No internet connection
  1. Home
  2. Support

Is there a Way to see what files are Crawl'ed?

By @Carlos2018-12-06 17:56:22.665Z

The Crawl-counter goes up to "crawl_site #500" but iam only using 10 Sites an 0 posts nothing in Trash, no Tags. Can i See what files are Processed?

Solved in post #2, click to view
  • 5 replies
  1. Leon Stafford @leonstafford2018-12-06 18:05:08.228Z

    Hi Carlos,

    Good question.

    Yes, in a few ways. Try this latest version of the plugin and check the Logs tab. You can see a few different types of logs, such as the initial crawl list, these are the URLs the plugin detects from WordPress, such as your Post and Archive URLs (which you said were not many). It will also grab media and certain theme files. You can also see this under the Crawl tab, where you can filter out any that you want to skip that you know are not needed to save time/have a cleaner export.

    It also shows Discovered URLs, these are extra URLs linked to from the original crawl list. This helps avoid any missing files in your static export.

    I don't have it in just yet, but will soon add the "Crawled links" to the Logs tab, so you can see even more information about the export and deployment.

    Here's the latest version of the plugin to try:

    It's not an official release yet, still working on a few bugs, but is worth you starting to use and let me know anything that isn't working.



    1. Leon Stafford @leonstafford2018-12-06 18:09:17.403Z

      Also, with the new version, try under the Advanced tab, setting the Crawl Increment to 100, 1000 or maximum. It will not show the numbers moving so quickly as this represents the size of the "batch" of requests that get processed each round, in this case, 100, 1000 or all of the initial crawl list will be crawled on each request from your browser to the server.

      Go as high as your server can handle without the export failing. You should see much improved export times!

      1. Leon Stafford @leonstafford2018-12-06 18:18:25.394Z

        I've just implemented this, thanks for the prompt!

        It isn't in the currently linked build, but next time I update that later today, you should get the Crawled Links option in the Logs tab.

    2. C
      In reply toCarlos:
      @Carlos2018-12-06 18:24:56.171Z

      Thanks for your fast Answer. And your Work on this fine Plugin.
      In the Tap i see a list of a lot of images. But they are currently not used in at the Website.
      It would be helpful to see, how they are chosen. (Incoming Link for example) I used SEO FROG and didn't see on Link to any of the images.

      Thanks anyway

      1. Leon Stafford @leonstafford2018-12-06 18:40:48.453Z

        Yes, I'll be making at least some of the methods it uses to detect URLs optional via checkboxes or such. Maybe not for this release, but soon. The more control the user has the better and a checkbox is not hard to implement.

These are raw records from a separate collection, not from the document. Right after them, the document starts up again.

PR #8103, opened 2026-07-29
core: make committed WAL data survive a crash before the first checkpoint

### LINKED ISSUE #7995: Never-checkpointed WAL discarded on crash → whole-epoch committed-data loss (integrity_check falsely reports OK)
A crash before the first checkpoint can discard the entire first WAL epoch — committed, fsync-acknowledged transactions are lost — and `PRAGMA integrity_check` still reports `ok`.

### Prerequisites

In WAL mode with `synchronous=FULL`, each committed transaction is fsync-acknowledged to the `-wal`
file before the commit returns. The durability contract:

```text
committed-transaction survival that must hold:
  1. a transaction commits with synchronous=FULL (its frames are fsync'd to the -wal)
  2. the process crashes / loses power before any checkpoint runs
  3. on reopen, recovery replays the durable -wal into the database — the committed rows are present
```

Until the first checkpoint, the committed data lives only in the `-wal`; the main database file does
not yet contain it. Recovery on reopen is responsible for replaying that WAL.

### The bug

If the crash lands before the first checkpoint, on reopen the never-checkpointed `-wal` is **not
replayed** — recovery serves the (empty) main database file instead, and the whole first epoch of
committed transactions is silently lost. Worse, `PRAGMA integrity_check` reports `ok`: it validates
the main database file, which is internally consistent (it is simply empty), so it does not surface
the loss.

```text
commit 10 transactions (synchronous=FULL, each fsync'd)  ->  10 rows durable in the -wal
crash before any checkpoint
reopen  ->  the -wal is discarded, the empty .db is served
SELECT count(*)         ->  0        (committed data lost)
PRAGMA integrity_check  ->  ok       (misses the loss — validates the empty .db)
```

### Reproduction

With `synchronous=FULL`, insert 10 rows in committed transactions, do **not** checkpoint, then
simulate power loss (retain only the fsync-acknowledged bytes of the `.db`; the `-wal` is present but
un-replayed). Reopen the database:

- turso returns **0 rows**, and `PRAGMA integrity_check` returns **`ok`**.
- SQLite, opened on the **same** on-disk image, recovers all **10 rows**.

The oracle is an end-to-end `SELECT` against the reopened database (not any internal counter), so the
observation is exactly what an application would see.

### Concrete evidence

```text
after crash (never checkpointed), same on-disk image:
  turso   reopen -> 0 rows      ; PRAGMA integrity_check -> ok
  sqlite  reopen -> 10 rows
```

### Violation card

- **Guarantee violated — committed transactions survive a crash:** a transaction that commits under
  `synchronous=FULL` must be recoverable after a crash, whether or not a checkpoint has run. Recovery
  must replay the durable `-wal`; `integrity_check` must not report a lossy database as healthy.
- **Scenario:** 10 committed (fsync'd) transactions, no checkpoint, power loss, reopen.
- **Observed:** 0 rows recovered; `integrity_check` reports `ok`.
- **Expected:** all 10 committed rows recovered (as SQLite does from the same image).
- **Actual:** the never-checkpointed WAL epoch is discarded on reopen; the loss is silent.

---

roboturso:
A crash before the first checkpoint used to leave the main database
file empty (0 bytes) while every committed, fsync-acknowledged
transaction — including page 1 itself — lived only in the -wal. On
reopen, Database::new saw the 0-byte file and flagged the database as
brand new (init_page_1), so the pager served the blank in-memory
bootstrap page 1. The whole first WAL epoch was silently lost and
PRAGMA integrity_check reported ok against the blank image.

Fix the write side the way SQLite does: never create that crash state.
SQLite guarantees "a WAL exists ⇒ the database file has at least one
page" (PRAGMA journal_mode=WAL on a fresh database commits page 1
through a rollback journal before WAL mode takes effect), and relies on
it: pagerOpenWalIfPresent() deletes any WAL found next to a zero-page
database. allocate_page1 therefore fsyncs the freshly written page 1 to
the main database file (a new Syncing step in the state machine,
skipped for pagers without a WAL) before any commit can fsync frames
into the WAL. This is a one-time fsync per database creation and runs
even with synchronous=OFF, because the kernel may write back WAL bytes
while dropping the unsynced db-file write, leaving exactly the image
SQLite destroys. After a crash the main file always holds page 1, so
ordinary WAL replay recovers every committed transaction.

The invariant also settles what the leftover state means: a WAL that
holds frames next to a database file with zero pages does not belong to
that database. Either the database file was deleted and the -wal left
behind — deleting the .db to reset a database and forgetting the -wal is
common, and the upstream TCL tests do it — or the WAL is a crash image
from a version that predates the page-1 fsync. Replaying those frames
would splice a dead database's pages into the new one as soon as it grows
past zero pages, so the open throws the orphan WAL away and opens the
database empty, which is what SQLite does. A writable open deletes the
-wal (reopening recreates it empty, and recovery of a WAL shorter than
its header needs no IO); a read-only open only detaches it, so it writes
nothing.

The attach test that asserted rejection of a zero-byte database with an
existing WAL now asserts the SQLite-compatible outcome instead. The
vacuum fsync-counting tests expect the single database-creation fsync.

test_power_loss_before_first_checkpoint — the recovery test and
test_page1_is_durable_in_main_file_before_first_wal_commit (which also
has stock SQLite open the crash image via rusqlite) fail without the
write-side fsync, and
test_orphan_wal_of_an_empty_database_is_discarded_like_sqlite pins the
discard against stock SQLite on the same pair of files; all three fail
on main. Full core_tester suite, turso_core and turso_sync_engine unit
tests, workspace clippy, the sqltest conformance runner, the upstream
TCL conformance run (per-file result table identical to unpatched main),
and simulator runs across the default, write_heavy, write_heavy_spill
and differential profiles.

Fixes #7995

### DIFF
--- a/core/database.rs
+++ b/core/database.rs
@@ -332,12 +332,10 @@ pub enum OpenDbAsyncPhase {
     Done,
 }
 
-/// Sub state machine for [`Database::header_validation`], driven from
-/// [`OpenDbAsyncPhase::ValidatingHeader`]. Keeps WAL recovery on open
-/// non-blocking by yielding through its IO instead of `io.block`.
-/// Non-blocking read of the 512-byte database file header. Used by
-/// [`Database::init_pager`] to recover page size + reserved bytes without
-/// blocking on open.
+/// Sub state machine for [`Database::read_db_header_buf`], the non-blocking
+/// read of the 512-byte database header. Not an open phase: it is driven
+/// from connect-time pager init ([`Database::_init`] via `init_pager`), which
+/// runs outside the open state machine.
 #[derive(Default)]
 pub(crate) enum DbHeaderReadState {
     #[default]
@@ -394,6 +392,11 @@ enum HeaderValidationState {
         pager: Box<Pager>,
         open_mv_store: bool,
         driver: Option<storage::wal::OpenSharedWal>,
+        /// Set once the WAL of an empty database file has been thrown away
+        /// (see the orphan-WAL handling in [`Database::header_validation`]).
+        /// The WAL is reopened after that, and the reopened WAL must come
+        /// back empty, so this can only ever happen once per open.
+        discarded_orphan_wal: bool,
     },
 }
 
@@ -1988,6 +1991,7 @@ impl Database {
                             pager,
                             open_mv_store,
                             driver: None,
+                            discarded_orphan_wal: false,
                         }
                     };
                 }
@@ -2016,16 +2020,18 @@ impl Database {
                         pager,
                         open_mv_store,
                         driver: None,
+                        discarded_orphan_wal: false,
                     };
                 }
                 HeaderValidationState::OpenWal {
                     open_mv_store,
                     driver,
+                    discarded_orphan_wal,
                     ..
                 } => {
                     // Always open shared WAL and set it in the Database and Pager.
                     // MVCC currently requires a WAL open to function.
-                    let shared_wal = {
+                    let mut shared_wal = {
                         #[cfg(not(host_shared_wal))]
                         {
                             if driver.is_none() {
@@ -2070,6 +2076,52 @@ impl Database {
                             }
                         }
                     };
+
+                    // A WAL never belongs to a database file with zero pages:
+                    // `Pager::allocate_page1` fsyncs page 1 to the main file
+                    // before any commit can fsync WAL frames, so no crash of
+                    // ours leaves frames next to an empty database file. When
+                    // that pair shows up anyway, the database file was deleted
+                    // (a common way to reset a database is to remove the `.db`
+                    // and forget the `-wal`) or the image predates the page-1
+                    // fsync. Either way the frames describe a database that no
+                    // longer exists: replaying them would splice a dead
+                    // database's pages into this one as soon as it grows past
+                    // zero pages.
+                    //
+                    // Throw the orphan WAL away and open the database empty,
+                    // which is what SQLite does — `pagerOpenWalIfPresent()`
+                    // deletes a WAL it finds next to a zero-page database —
+                    // and what upstream tests expect.
+                    if shared_wal.read().last_checksum_and_max_frame().1 > 0
+                        && self.db_file.size()? == 0
+                    {
+                        turso_assert!(
+                            !*discarded_orphan_wal,
+                            "orphan WAL reopened with frames after being discarded"
+                        );
+                        *discarded_orphan_wal = true;
+                        tracing::warn!(
+                            "discarding WAL '{}': it holds frames but database file '{}' has no pages, so the WAL does not belong to it",
+                            self.wal_path,
+                            self.path
+                        );
+                        if self.open_flags.contains(OpenFlags::ReadOnly) {
+                            // A read-only open must not delete files, so just
+                            // detach the WAL. This is the same state a
+                            // read-only open reaches when there is no WAL file
+                            // at all.
+                            shared_wal = WalFileShared::new_noop();
+                        } else {
+                            drop(shared_wal);
+                            *driver = None;
+                            self.io.remove_file(&self.wal_path)?;
+                            // Reopen the (now absent) WAL: `open_file` recreates
+                            // it empty and recovery of a WAL shorter than its
+                            // header finishes without any IO.
+                            continue;
+                        }
+                    }
 
                     let open_mv_store = *open_mv_store;
                     let HeaderValidationState::OpenWal { mut pager, .. } = std::mem::take(st)
@@ -2357,8 +2409,6 @@ impl Database {
         self.open_flags.contains(OpenFlags::ReadOnly)
     }
 
-    /// If we do not have a physical WAL file, but we know the database file is initialized on disk,
-    /// we need to read the page_size from the database header.
     /// Non-blocking read of the 512-byte database file header (page 1's
     /// header region). Yields the read completion via the supplied state until
     /// it finishes, then returns the filled buffer.
--- a/core/storage/pager.rs
+++ b/core/storage/pager.rs
@@ -1544,7 +1544,14 @@ enum AllocatePageState {
 #[derive(Clone)]
 enum AllocatePage1State {
     Start,
-    Writing { page: PageRef },
+    Writing {
+        page: PageRef,
+    },
+    /// Fsyncing the freshly written page 1 to the main database file, so a
+    /// WAL can never exist next to an empty (0-byte on disk) database file.
+    Syncing {
+        page: PageRef,
+    },
     Done,
 }
 
@@ -5340,25 +5347,54 @@ impl Pager {
             AllocatePage1State::Writing { page } => {
                 turso_assert!(page.is_loaded(), "page should be loaded");
                 tracing::trace!("allocate_page1(Writing done)");
-                let page_key = PageCacheKey::new(page.get().id);
-                let mut cache = self.page_cache.write();
-                cache.insert(page_key, page.clone()).map_err(|e| {
-                    LimboError::InternalError(format!("Failed to insert page 1 into cache: {e:?}"))
-                })?;
-                // After we wrote the header page, we may now set this None, to signify we initialized
-                self.init_page_1.store(None);
-                page.unpin();
-                *self.allocate_page1_state.write() = AllocatePage1State::Done;
-                Ok(IOResult::Done(page))
+                if self.wal.is_some() {
+                    // Fsync page 1 to the main database file before any commit
+                    // can fsync frames into the WAL. This keeps the invariant
+                    // "a WAL exists ⇒ the database file has at least one page"
+                    // that SQLite guarantees (`PRAGMA journal_mode=WAL` on a
+                    // fresh database commits page 1 through a rollback journal
+                    // first). SQLite relies on it: `pagerOpenWalIfPresent()`
+                    // deletes any WAL found next to a zero-page database, so a
+                    // pre-first-checkpoint crash image with a 0-byte main file
+                    // would lose all its committed data if SQLite opened it.
+                    let c = sqlite3_ondisk::begin_sync(
+                        self.db_file.as_ref(),
+                        self.syncing.clone(),
+                        self.get_sync_type(),
+                    )?;
+                    *self.allocate_page1_state.write() = AllocatePage1State::Syncing { page };
+                    io_yield_one!(c);
+                }
+                self.finish_allocate_page1(page)
+            }
+            AllocatePage1State::Syncing { page } => {
+                tracing::trace!("allocate_page1(Syncing done)");
+                self.finish_allocate_page1(page)
             }
             AllocatePage1State::Done => unreachable!("cannot try to allocate page 1 again"),
         }
     }
 
+    /// Final step of [Pager::allocate_page1]: page 1 is written (and, for
+    /// WAL-backed databases, fsync'd) to the main database file; publish it
+    /// in the page cache and mark the database initialized.
+    fn finish_allocate_page1(&self, page: PageRef) -> Result<IOResult<PageRef>> {
+        let page_key = PageCacheKey::new(page.get().id);
+        let mut cache = self.page_cache.write();
+        cache.insert(page_key, page.clone()).map_err(|e| {
+            LimboError::InternalError(format!("Failed to insert page 1 into cache: {e:?}"))
+        })?;
+        // After we wrote the header page, we may now set this None, to signify we initialized
+        self.init_page_1.store(None);
+        page.unpin();
+        *self.allocate_page1_state.write() = AllocatePage1State::Done;
+        Ok(IOResult::Done(page))
+    }
+
     pub fn allocating_page1(&self) -> bool {
         matches!(
             *self.allocate_page1_state.read(),
-            AllocatePage1State::Writing { .. }
+            AllocatePage1State::Writing { .. } | AllocatePage1State::Syncing { .. }
         )
     }
 
--- a/tests/integration/wal/test_power_loss_before_first_checkpoint.rs
+++ b/tests/integration/wal/test_power_loss_before_first_checkpoint.rs
@@ -1,0 +1,248 @@
+//! Regression test for https://github.com/tursodatabase/turso/issues/7995
+//!
+//! With `synchronous=FULL`, every committed transaction is fsync-acknowledged
+//! to the `-wal` file before the commit returns. If the process crashes (power
+//! loss) before the *first* checkpoint, the committed data exists only in the
+//! `-wal`. Recovery must replay that durable `-wal` on reopen — otherwise the
+//! whole first WAL epoch of committed transactions is silently lost.
+//!
+//! The fix keeps the invariant SQLite guarantees: a WAL only ever exists next
+//! to a database file with at least one page, because page 1 is fsync'd to
+//! the main file before the first WAL commit can fsync frames. So the crash
+//! image always has a non-empty main file, and ordinary WAL replay recovers
+//! the committed data. The flip side is that a WAL holding frames next to an
+//! *empty* database file does not belong to it, and is thrown away on open
+//! the way SQLite throws it away.
+//!
+//! The crash model is the shared [`crate::unreliable_io::UnreliableIo`]:
+//! writes only become durable when the file is fsync'd. After the "crash",
+//! only the fsync-acknowledged bytes of each file are materialized on disk,
+//! and the database is reopened with the regular platform IO. All committed
+//! rows must be recovered.
+
+use std::sync::Arc;
+
+use turso_core::{Database, DatabaseOpts, OpenFlags, PlatformIO, SqliteDialect, IO};
+
+use crate::common::limbo_exec_rows;
+use crate::unreliable_io::UnreliableIo;
+
+/// Committed (fsync-acknowledged) transactions must survive power loss even
+/// when the crash happens before the first checkpoint, i.e. while the data
+/// only exists in the `-wal` file.
+#[test]
+fn test_committed_wal_survives_power_loss_before_first_checkpoint() {
+    let dir = tempfile::tempdir().unwrap();
+    let db_path = dir.path().join("crash.db");
+    let db_path_str = db_path.to_str().unwrap().to_string();
+
+    let io = Arc::new(UnreliableIo::new());
+
+    // Phase 1: commit 10 transactions with synchronous=FULL, never checkpoint.
+    {
+        let db = Database::open_file(io.clone(), &db_path_str, Arc::new(SqliteDialect)).unwrap();
+        let conn = db.connect().unwrap();
+        limbo_exec_rows(&conn, "PRAGMA synchronous=FULL");
+        limbo_exec_rows(&conn, "CREATE TABLE t(x)");
+        for i in 0..10 {
+            // Autocommit: each INSERT is its own committed transaction whose
+            // WAL frames are fsync'd before the commit returns.
+            limbo_exec_rows(&conn, &format!("INSERT INTO t VALUES ({i})"));
+        }
+        // Crash here: no clean shutdown, no checkpoint. The Database/Connection
+        // are intentionally leaked so no close-time cleanup runs.
+        std::mem::forget(conn);
+        std::mem::forget(db);
+    }
+
+    // Phase 2: materialize only the fsync-acknowledged bytes of every file,
+    // exactly what a power loss would leave on disk.
+    let durable = io.durable_files();
+    let wal_path = format!("{db_path_str}-wal");
+    let durable_wal = durable.get(&wal_path).map(|bytes| bytes.len()).unwrap_or(0);
+    assert!(
+        durable_wal > 0,
+        "synchronous=FULL commits must have fsync'd frames into the -wal"
+    );
+    for (path, bytes) in &durable {
+        std::fs::write(path, bytes).unwrap();
+    }
+
+    // Phase 3: reopen the crashed image with the regular platform IO and
+    // verify that recovery replays the durable WAL.
+    let io: Arc<dyn IO> = Arc::new(PlatformIO::new().unwrap());
+    let db = Database::open_file(io, &db_path_str, Arc::new(SqliteDialect)).unwrap();
+    let conn = db.connect().unwrap();
+    let rows = limbo_exec_rows(&conn, "SELECT count(*) FROM t");
+    assert_eq!(
+        rows,
+        vec![vec![rusqlite::types::Value::Integer(10)]],
+        "all 10 committed (fsync-acknowledged) transactions must be recovered \
+         from the WAL after a crash before the first checkpoint"
+    );
+}
+
+/// SQLite guarantees that a WAL never exists next to an empty main database
+/// file: creating a database in WAL mode commits page 1 to the main file
+/// before any WAL frame. SQLite relies on that invariant —
+/// `pagerOpenWalIfPresent()` deletes a WAL it finds next to a zero-page
+/// database — so if we ever left a pre-first-checkpoint crash image with a
+/// 0-byte main file, stock SQLite would silently destroy all committed data.
+///
+/// Verify that we keep the same invariant: after a power loss before the
+/// first checkpoint, the durable main database file already holds page 1, and
+/// SQLite itself can open the crash image and read every committed row.
+#[test]
+fn test_page1_is_durable_in_main_file_before_first_wal_commit() {
+    let dir = tempfile::tempdir().unwrap();
+    let db_path = dir.path().join("crash.db");
+    let db_path_str = db_path.to_str().unwrap().to_string();
+
+    let io = Arc::new(UnreliableIo::new());
+
+    // Commit transactions with synchronous=FULL, never checkpoint, "crash".
+    {
+        let db = Database::open_file(io.clone(), &db_path_str, Arc::new(SqliteDialect)).unwrap();
+        let conn = db.connect().unwrap();
+        limbo_exec_rows(&conn, "PRAGMA synchronous=FULL");
+        limbo_exec_rows(&conn, "CREATE TABLE t(x)");
+        for i in 0..10 {
+            limbo_exec_rows(&conn, &format!("INSERT INTO t VALUES ({i})"));
+        }
+        std::mem::forget(conn);
+        std::mem::forget(db);
+    }
+
+    // Only fsync-acknowledged bytes survive the power loss.
+    let durable = io.durable_files();
+    let durable_db = durable
+        .get(&db_path_str)
+        .map(|bytes| bytes.len())
+        .unwrap_or(0);
+    assert!(
+        durable_db >= 4096,
+        "page 1 must be durable in the main database file before the first \
+         WAL commit (got {durable_db} durable bytes); a WAL next to a 0-byte \
+         database file is a state SQLite deletes the WAL for"
+    );
+    for (path, bytes) in &durable {
+        std::fs::write(path, bytes).unwrap();
+    }
+
+    // Stock SQLite must be able to open the crash image and recover every
+    // committed transaction from the WAL.
+    let sqlite = rusqlite::Connection::open(&db_path).unwrap();
+    let count: i64 = sqlite
+        .query_row("SELECT count(*) FROM t", [], |row| row.get(0))
+        .unwrap();
+    assert_eq!(
+        count, 10,
+        "SQLite must recover all committed transactions from the crash image"
+    );
+}
+
+/// A WAL that holds frames next to a database file with zero pages does not
+/// belong to it: page 1 is fsync'd to the main file before the first WAL
+/// commit, so no crash can produce that state. It happens when a user deletes
+/// the database file to reset it but forgets the `-wal`. Replaying such a WAL
+/// would splice a dead database's pages into the new one once it grows past
+/// zero pages, so the WAL is thrown away and the database opens empty —
+/// exactly what SQLite's `pagerOpenWalIfPresent()` does, which the test
+/// checks against stock SQLite on the same pair of files.
+#[test]
+fn test_orphan_wal_of_an_empty_database_is_discarded_like_sqlite() {
+    let dir = tempfile::tempdir().unwrap();
+    let source_path = dir.path().join("source.db");
+    let source_path_str = source_path.to_str().unwrap().to_string();
+
+    // Commit data that still sits in the WAL (no checkpoint: leak the
+    // connection so no close-time cleanup runs) and materialize the files.
+    let io = Arc::new(UnreliableIo::new());
+    {
+        let db =
+            Database::open_file(io.clone(), &source_path_str, Arc::new(SqliteDialect)).unwrap();
+        let conn = db.connect().unwrap();
+        limbo_exec_rows(&conn, "PRAGMA synchronous=FULL");
+        limbo_exec_rows(&conn, "CREATE TABLE t(x)");
+        limbo_exec_rows(&conn, "INSERT INTO t VALUES (1)");
+        std::mem::forget(conn);
+        std::mem::forget(db);
+    }
+    for (path, bytes) in &io.durable_files() {
+        std::fs::write(path, bytes).unwrap();
+    }
+    let source_wal = std::fs::read(format!("{source_path_str}-wal")).unwrap();
+    assert!(
+        !source_wal.is_empty(),
+        "the committed data must sit in the -wal"
+    );
+
+    // Copy the WAL next to a database file that does not exist, which is what
+    // a user leaves behind by deleting the `.db` to reset the database and
+    // forgetting the `-wal`. Copies keep the leaked handles of the phase above
+    // away from the files under test.
+    let orphan_wal = |name: &str| -> (String, std::path::PathBuf) {
+        let db_path = dir.path().join(format!("{name}.db"));
+        let wal_path = dir.path().join(format!("{name}.db-wal"));
+        std::fs::write(&wal_path, &source_wal).unwrap();
+        (db_path.to_str().unwrap().to_string(), wal_path)
+    };
+
+    // Turso discards the orphan WAL and opens the database empty.
+    let (turso_db_path, turso_wal_path) = orphan_wal("turso_reset");
+    let io: Arc<dyn IO> = Arc::new(PlatformIO::new().unwrap());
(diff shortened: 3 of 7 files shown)


roboturso:
Addressing CI failure 1 (check #90595219641 `Memory benchmarks / memory benchmarks (read-heavy)`, failure):

Investigated: the read-heavy memory workload runs cleanly locally in both WAL and MVCC modes (`memory-benchmark -m wal/-m mvcc -w read-heavy`), and this fix only adds a single 512-byte WAL read on a path (reopen of a crashed, never-checkpointed database) that the benchmark never exercises — it runs against a fresh in-process database. The `memory benchmarks` run jobs are also `continue-on-error: true` in `codspeed-memory.yml`, so this looks like a CodSpeed runner flake rather than a regression from this PR. No code change made for this item; the updated push will re-trigger the job.

roboturso:
Addressing CI failure 2 (check #90594239382 `build-native (blacksmith-8vcpu-windows-2025)`, cancelled):

This Windows job was cancelled by the matrix fail-fast when the macOS `build-native` job failed; it wasn't an independent failure. The underlying cause (checksum mismatch on page 1 in `test_attach_zero_byte_database_with_committed_wal_recovers_data` under `--all-features`) is fixed — see the reply on the macOS job for details.

roboturso:
Addressing CI failure 3 (check #90594239359 `build-native (blacksmith-4vcpu-ubuntu-2404)`, cancelled):

This Ubuntu job was cancelled by the matrix fail-fast when the macOS `build-native` job failed; it wasn't an independent failure. The underlying cause (checksum mismatch on page 1 in `test_attach_zero_byte_database_with_committed_wal_recovers_data` under `--all-features`) is fixed — see the reply on the macOS job for details.

roboturso:
Addressing CI failure 4 (check #90594239318 `build-native (blacksmith-6vcpu-macos-latest)`, failure):

Reproduced locally with `--all-features`: `test_attach_zero_byte_database_with_committed_wal_recovers_data` failed with `Checksum mismatch on page 1`. With the `checksum` feature (on in `--all-features` CI builds), the pre-first-checkpoint recovery path left the pager's build-default checksum context enabled and the reserved-space byte unknown (the empty main file has no header to read), so page 1 read through a SQLite-written WAL — which carries no checksum trailer — was rejected. Fixed by reading the 512-byte database header from page 1's latest WAL frame (raw, unverified: that header's reserved-space byte is what declares whether frames carry checksums at all) and configuring the pager's reserved space and checksum context from it, both at open (new `ReadWalPage1Header` validation state) and in `init_pager` for later `connect()` calls. Verified: the attach test and the power-loss regression test pass under `--all-features` and default features, full `core_tester` integration suite (966 passed) and `turso_core` unit tests (2263 passed) pass with `--all-features`, and workspace clippy with `--deny=warnings` is clean. (The `fuzz_tests::test_data_layout_compatibility` checksum failure seen locally is pre-existing — instrumentation proved it never enters this PR's code paths — and CI excludes `binary(fuzz_tests)` from build-native.)

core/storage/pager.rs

        Previously, the plugin didn't detect anything, but this often meant missing files/broken images on the exported site. It's a balance to get the most complete export for a user's first experience, without including way too many files. Still working on it, but the Excludes option, combined with the Initial crawl list preview, currently allows for good control.

        We're also detecting certain plugins that need extra behaviour to ensure the site exports fine/includes/excludes certain things. ie, Elementor, if you use the list icons from FontAwesome, needs to force include those or they're missing from the export due to the way they're referenced.

        A part of me doesn't love "cheating" in the crawl process by getting this internal information from WordPress, but it's a WordPress plugin, with a specific aim, so will use all the tools available to get a fast and accurate export (the continued mission!).